ACTIVITY: In the records below, find the lines that include "rlog" and copy each.

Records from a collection

PR #169, opened 2021-06-11
Disable OneAgent binary download when csi driver is not used

meik99:


controllers/csi/provisioner/reconciler.go
```diff
@@ -79,7 +79,7 @@ func (r *OneAgentProvisioner) Reconcile(ctx context.Context, request reconcile.R
 		}
 		return reconcile.Result{}, err
 	} else if dk == nil {
-		rlog.Info("Code modules disabled")
+		rlog.Info("Code modules or csi driver disabled")
 		return reconcile.Result{RequeueAfter: 30 * time.Minute}, nil
```
gkrenn, line 83: Why do we need to requeue this after 30 min? - The dynakube object won't change in the 30 min and if then it will be reconciled anyway

DTMad (approved):

Issue #160, opened 2021-06-07
Host Group parameter not applied


popecruzdt:
The Host Group parameter for the OneAgent isn't applied due to a typo in the install.sh script.

Modify the host group (currently line 160) in install.sh file, remove the double quotes.
OLD:
    - --set-host-group="${CLUSTER_NAME}"
NEW:
    - --set-host-group=${CLUSTER_NAME}

PR #170, opened 2021-06-15
Removed quotes around ${CLUSTER_NAME} in host group parameter.

popecruzdt:
Issue #160
Host Group parameter not applied

Modify the host group in install.sh file, remove the double quotes.
OLD:
- --set-host-group="${CLUSTER_NAME}"
NEW:
- --set-host-group=${CLUSTER_NAME}


arthfl (approved):
Removing the quotes in this context should be fine. `shellcheck` also doesn't complain.

DTMad (approved):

EXERCISE RESULT:
-		rlog.Info("Code modules disabled")
+		rlog.Info("Code modules or csi driver disabled")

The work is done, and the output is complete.